Many neighborhood leaders also complain that the city doesn’t give them enough notice when changes are being proposed that affect them –– perhaps only a week before the impending changes are to be voted on by a council or a commission.
Joe Waller, president of the Lake Worth Alliance, said changes in zoning and development standards make it difficult for ordinary folks to weigh in. “We’ve had developers wanting to come in and change zoning rules, and we get notice that it will be on the zoning commission agenda just a week ahead of time,” Waller said. “The developer has already met with the city planning staff, they have their attorneys that have a marketing plan, and we have very little time to get organized.”
Plus, “these commissions and city council meetings often take place in the daytime,” he said. “We all have jobs we have to go to during the day. So if we could have these meetings at night and get more lead time on policy changes and zoning issues, it would work better for us. But how it works now, it is very difficult to get a fair shake.”
Thomas, treasurer of the Wedgwood Square Neighborhood Association, said her neighborhood in southwest Fort Worth had similar problems earlier this year. The city wanted to use U.S. Housing and Urban Development funds to tear down a foreclosed apartment complex and then build new apartment units targeted for the homeless.
But the city staff told the association that the apartments were not specifically for the homeless but would be “affordable” housing for those employed. It was only through questioning at a public hearing that Councilman Jungus Jordan and city staff acknowledged that the housing project was going to be used for the chronically homeless.
“It wasn’t that our neighborhood groups in that part of town were against the homeless, but we felt they just dropped this on us at the last minute,” Thomas said. “[Fort Worth] wanted to railroad through a public hearing just a few weeks before council was going to vote on it. At no time in the planning process did they consult with us to see how we felt about this issue and maybe get our opinions on what might work or not.”
City council eventually rejected the plan.
Thomas began volunteering in her neighborhood organization in 2002 and said things were very different back then. “There was always a lot of discussion with us,” she said. “We were consulted regularly. The city came to us and asked for our opinion.”
Thomas said Wedgwood is concerned about Chesapeake Energy buying lots of property in the area –– mostly commercial –– and has asked the city what developments the gas drillers might have in mind. No answers on that question. They have presented traffic planning suggestions to city staff, and no response on that one either.
Maybe it was the gas drilling, she said, an issue that put the city council at odds with thousands of its citizens who felt –– and still feel –– that the city has failed to protect their safety and health from the environmental dangers of drilling, compressor stations, and pipelines.
“Perhaps they used that as an excuse to seek less input from us,” Thomas said.
Last month, the Eastern Hills Homeowners Association brought home third place in Neighborhoods USA’s 2010 “Neighborhood of the Year” competition. The neighborhood just east of downtown has 525 homes.

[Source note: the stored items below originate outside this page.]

PR #1694, opened 2021-07-25
Fix mac titlebar layout for RTL languages

### LINKED ISSUE #1688: Broken layout on macOS with RTL language
Found this while reviewing #1683. on macOS, when the system language is RTL, the OS moves the window controls to the right, which breaks Min's layout:

* I don't know of a way to directly check whether the OS is using an RTL layout, but we could make a list of RTL languages and use that.
* This shouldn't be an issue in windows and Linux, since we emulate our own window controsl there.
* This doesn't cover having a true RTL mode in the UI; we should probably do that too, but I expect that to be a lot more work.

PalmerAL:
Fixes #1688.

This still isn't perfect (and the layout isn't really RTL), but it's at least usable now.

### DIFF
--- a/localization/localizationHelpers.js
+++ b/localization/localizationHelpers.js
@@ -55,6 +55,10 @@ set the value attribute for all elements with a [data-value] attribute
  */
 
 if (typeof document !== 'undefined') {
+  if (languages[getCurrentLanguage()] && languages[getCurrentLanguage()].rtl) {
+    document.body.classList.add('rtl')
+  }
+
   document.querySelectorAll('[data-string]').forEach(function (el) {
     var str = l(el.getAttribute('data-string'))
     if (typeof str === 'string') {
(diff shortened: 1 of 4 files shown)


localization/localizationHelpers.js
```diff
@@ -55,6 +55,10 @@ set the value attribute for all elements with a [data-value] attribute
  */
 
 if (typeof document !== 'undefined') {
+  if (languages[getCurrentLanguage()] && languages[getCurrentLanguage()].rtl) {
```
lubiedo, line 58: Just a small detail but why not use `userLanguage` defined at line 32 instead of calling `getCurrentLanguage()` twice?
```suggestion
  if (languages[userLanguage] && languages[userLanguage].rtl) {
```

PalmerAL: `userLanguage` is null initially, and is only set when l() is called for the first time. The reason for that, IIRC, is that in the main process, getCurrentLanguage uses app.getLocale, which only works after Electron’s `ready` event. But this code here only runs in the renderer process, so getCurrentLanguage will use the `navigator.language` method, which works immediately.

lubiedo (approved):
Tested. Looks good!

Richard Green, president of Eastern Hills, said that working with the city on issues “is about 50-50, meaning there are some things that work and some that don’t.”

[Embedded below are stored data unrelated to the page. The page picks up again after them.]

Issue #1180, opened 2020-08-03
In-browser page translation


rajktech:
can we do translation of pages from google like we do in chrome.

PalmerAL:
There's an OSS library for doing client-side translations in JS now: https://github.com/browsermt/bergamot-translator

Could be very useful for this.

shalva97:
wow, if that gets added I can live inside Min 99% times.... last 1% would be screen sharing :D

Milad-Laly:
Ah thank you @PalmerAL , I'll look into this again. I couldn't find a fix during that time. I'll explain on discord later tonight after I finish being Oncall

PalmerAL:
Something I didn't realize is that Bergamot currently supports only a limited set of languages: https://github.com/mozilla-applied-ml/bergamot-models#currently-supported-languages. They'll hopefully expand to more eventually, but for now it isn't enough to be useful.


Another interesting option is LibreTranslate: https://github.com/LibreTranslate/LibreTranslate, which is essentially a self-hosted version of Google Translate with an API that supports a much wider set of languages. I imagine I could set up a cheap VPS running this, and then use that in Min.

The downside is that the page contents would have to be sent to the server to be run through the translation engine. I obviously wouldn't store any of the text uploaded or try to identify people through it, but it requires that people trust me to do that.

WDYT?

PalmerAL:
I ended up writing a userscript based on LibreTranslate: https://gist.github.com/PalmerAL/ed228d059002e3759bc89d59a22dfb42

If anyone's willing to test this out and see what the translation quality is like, that would be great. It would be fairly simple to host a translation instance somewhere and integrate this into the browser, but I want to confirm that the translations are good first.

The userscript installs like any other script, and there's a section at the top to set what language it translates pages into.

At the moment, it's slow to do the translation and doesn't work on some pages, but I think that should be fixable.

shalva97:
it looks promising. but there are lots of texts that are not translated and sometimes nothing happens when clicking "transalte page". sometimes this error shows up: `Uncaught SyntaxError: Identifier 'TRANSLATE_TO_LANG' has already been declared`

quality seems okay, tested on a russian site
Min:
![image](https://user-images.githubusercontent.com/22417494/125316094-d542b000-e348-11eb-8953-e6b99c242a74.png)
Edge:
![image](https://user-images.githubusercontent.com/22417494/125316056-cc51de80-e348-11eb-958e-01be5315c26c.png)
Chrome: 
[...]

PR #1701, opened 2021-08-01
Add in-browser translation

PalmerAL:
This PR adds an in-browser page translation feature using [LibreTranslate](https://github.com/LibreTranslate/LibreTranslate), an open-source translation engine, available in the page context menu.

This is discussed more in #1180, but the intent is to include this as an experimental feature (with a "beta" label in the UI), and see how many people use it. If it gets significant usage, there's options for improving the translation quality, running LibreTranslate on better hosting to improve the translation speed, etc.


PalmerAL:
I'm going to make a new release this week, so I'll probably merge this in a few days, but if someone wants to review it before then that would be great.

For example, in recent years the neighborhood group worked with the city and councilman Danny Scarth to revitalize the three-acre Eastern Hills Park. “We were happy with how the park turned out, and it is an asset to the neighborhood,” Green said.
But the neighborhood group president also said the city often fails to communicate with neighborhood groups directly affected by changes. He said the handling of the special events ordinance recently developed by city staffers is a perfect example.

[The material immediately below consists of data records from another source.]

PR #1712, opened 2021-08-13
Calculation plugin

lubiedo:
More information and discussion on thread #1682

image
image

A minor change also goes into this PR: Places right now show no icon and that might be confusing. Commit 2e849be adds a default icon. It will be shown as follow:

image


PalmerAL:
I haven't had time to fully review this yet (I got sidetracked by the Google issues), but initializing mathJS is taking 500ms on startup:

Screen Shot 2021-08-16 at 1 58 18 PM

Which more than doubles the time needed to load the UI. I'm not sure what the best way to fix that is, but we probably need to figure out some way to reduce the performance impact.

Milo123459:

The proposed ordinance, which is being reviewed by a council-appointed committee and will likely go before city council in July, would rewrite the rules on how public events, including neighborhood-level celebrations from block parties to Fourth of July parades, are planned and regulated. Permit fees would go up, security deposits would be imposed in many cases, approval of street closures would be more difficult to get, and groups would have to apply 120 days ahead of time in most cases. And yet, on the other end, the most massive events in the city would be exempt from most provisions.
When the city council appointed a panel to study the situation, only one of 10 members was from a neighborhood association. The rest represented downtown business interests, chambers of commerce, and the convention and visitors bureau.
The city staff failed to approach community event organizers “to get our views on how these changes might be implemented,” Green said. “These associations would be affected more than anyone else in the city. Only after they drew up the draft ordinance did they ask us for input. They should have done that [first]. They had it backward.”
In 2002, Fort Worth had about 150 neighborhood and homeowner associations. Now, eight years later, the number has nearly doubled to 292. Some believe that fast proliferation is one of the factors in neighborhoods’ frustrations with the city.
The city runs a Neighborhood Office within the Community Relations Department. Christi Lemon, the neighborhood education manager, said the office provides information on city services, including the recycling program.
What the office doesn’t do is keep neighborhood groups informed of upcoming policy and ordinance changes that could affect neighborhoods. Lemon said it’s up to the specific city department involved in the change to do that.
Michel said that there are too many neighborhood associations that are controlled by just one person or a few people. That is the case in the Riverside Alliance, composed of the leaders of every neighborhood association in the Riverside area.
“Basically now you’ve got one or two people going to the Riverside Alliance speaking on behalf of their neighbors, and the people aren’t even a part of their organization.”
Willis said neighborhood associations are still an effective way for citizens to communicate with government. But she acknowledged that city hall has made that communication more difficult in recent years.
“I was at a zoning commission meeting last week, and there were 20 cases, and at almost every one there was some representative of a neighborhood association,” she said. “I think that demonstrates the importance of them. The zoning commission wants to know what the neighborhoods think.”
She said she doesn’t know why city hall is making it more difficult for citizens to find out what is going on. “If a neighborhood association submits a letter and takes a position on something, that should be enough,” she said. But “it seems like we’re having to make the point earlier and more often and en masse. It’s almost like they want us to turn out 300 people” for neighborhoods to prevail on an issue.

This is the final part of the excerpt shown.